The task → Find the word "approved" in the listing below, then return every line it appears in.
- Opening Delimiter -
PR #402, opened 2023-11-30
Revert 4e4e137

ashors1:
This reverts the XLA WAR that was added to prevent NCCL OOM errors. This issue was addressed in XLA commit [0e751bf](https://github.com/openxla/xla/commit/0e751bf4ca01a081f6276d3353649aae441259b7), so the WAR is no longer needed.

PR #404, opened 2023-11-30
Consider only t5x tests when determining t5x test status

ashors1:
When running the presubmit CI, t5x's `publish-test` step incorrectly considered the outcomes of all tests rather than just the t5x ones. This PR filters out non-t5x tests to fix to fix this issue.


terrykong:
How about we do what you did for VIT and prefix the t5 tests with `T5` to allow us to easily filter for it?

yhtang (approved):
LGTM

yhtang:
Is this in a cyclic dependency situation with https://github.com/NVIDIA/JAX-Toolbox/pull/402 in terms passing the presubmit?

.github/workflows/_test_t5x.yaml
```diff
@@ -326,8 +326,8 @@ jobs:
         | --- | --- | --- |
         EOF
         for i in $EXIT_STATUSES; do
-          # Files are named <GHID>-<NAME>/<NAME>-status.json
-          echo "| $(echo $i | cut -d/ -f1 | cut -d- -f2) | $(jq -r .state $i) | $(jq -r .exitcode $i)"
+          # Files are named t5x-<GHID>-<NAME>/<NAME>-status.json
```
terrykong, line 329: Nit: Should this say `T5X`?

ashors1: Yep, fixed. Thanks!

terrykong (approved):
- Closing Delimiter -
Result of this task →
yhtang (approved):
terrykong (approved):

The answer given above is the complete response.